C166    Ambiguous sequence too high
C167    Ambiguous sequence too high
C168    Ambiguous sequence too high

Describe the bug Unclear to me if the flag --prop-n is dealing with the ambiguous bases request as the qc report states 'Ambiguous sequence too high'. I set --prop-n to 80% but still gives same message when I do include --prop-n and when I don't. Additionally, I don't believe most of my data (n =226 out of 251) has that many ambiguous sequences.

johnlees commented 2 years ago

Is this with read data or assemblies?

(I'd also have a look at your k-mer range and plots to make sure they look ok, it seems like you might want to increase the min-k value.)

jennahamlin commented 2 years ago

Yes, these are reads and when I create the database using assemblies, the issue of ambiguous bases goes away, all samples pass QC filters, and the plot fits look okay.

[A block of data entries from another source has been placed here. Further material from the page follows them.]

PR #59, opened 2015-02-13
deploy: Also look for /usr/lib/os-release

cgwalters:
With newer versions of systemd, the file has moved there.

### DIFF
--- a/.gitignore
+++ b/.gitignore
@@ -1,6 +1,7 @@
 # Standard C/Automake goo
 .deps
 .libs
+.dirstamp
 *.typelib
 *.la
 *.lo
--- a/.gitmodules
+++ b/.gitmodules
@@ -1,0 +1,3 @@
+[submodule "libglnx"]
+	path = libglnx
+	url = https://git.gnome.org/browse/libglnx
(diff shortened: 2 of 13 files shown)


mbarnes:
Seems a little weird using `g_file_load_contents()` for one directory and `g_file_get_contents()` for the other, but otherwise :+1:.

cgwalters:
Yeah, it was ugly...I was trying to do a partial transition away from GFile*.  But let's shave this yak a bit.  I just pushed https://git.gnome.org/browse/libglnx/commit/?id=1ebfefa565692ca033ba2d156c771d9e2c4017fc (post-review on that appreciated btw!)

Then the updated commit here uses it, and IMO it's much prettier, more efficient, etc.

mbarnes:
libglnx post-review: Looks nice.  Using a `GByteArray` in `glnx_fd_readall_malloc()` might shave off a few lines, but... eh.  Not too important.

The updated commit is much cleaner indeed.  :+1: :+1:

cgwalters:
I tried to use a `GString` but it's not really cleaner without a `g_string_ensure_capacity()` or something.  Actually I just filed https://bugzilla.gnome.org/show_bug.cgi?id=744992 to track this.

PR #60, opened 2015-02-17
Use libglnx

cgwalters:
Starting down the path of not using libgsystem, but this
breaks for me with:

    $ make
    Makefile:2445: libglnx/.deps/libglnx_la-glnx-console.Plo: No such file or directory

It's not immediately obvious to me what's broken here.


cgwalters:
Figured out a workaround.  Rebased and works now.

cgwalters:
Rebased again with some more fixes.

mbarnes:
LGTM  :+1: 

I'll try and chip away at some of the libgsystem->libglnx porting myself.

PR #61, opened 2015-02-19
Check for OSTREE_REPO in ostree_repo_new_default()

mbarnes:
Convenience feature to avoid having to pass --repo options repeatedly.

Before falling back to the default system repository path, check for a repository path defined by the OSTREE_REPO environment variable.


mbarnes:
I guess the correct DocBook tag would be `<envar>`, not `<literal>`.  I'll fix before pushing.

mbarnes:
https://git.gnome.org/browse/ostree/commit/?id=5aa0d51d7a55c48aa986ddbacbeb74e224c2be72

I still find it odd that so many samples would be pruned if I had used read data.

Thank you

johnlees commented 2 years ago

Seems like we probably have some issue counting Ns in reads, I wonder if it might be that we're dividing by expected sequence length rather than total bases in the reads. I'll look into it

johnlees commented 2 years ago

Indeed, the denominator in this check is wrong for reads. sketchlib v2.0.1 & poppunk 2.5.0 onwards will save whether a sample was reads to the database, and if so the --prop-n cutoff will not be used.

For lower versions, the fix is to set --prop-n to a very large value, or turn the QC off.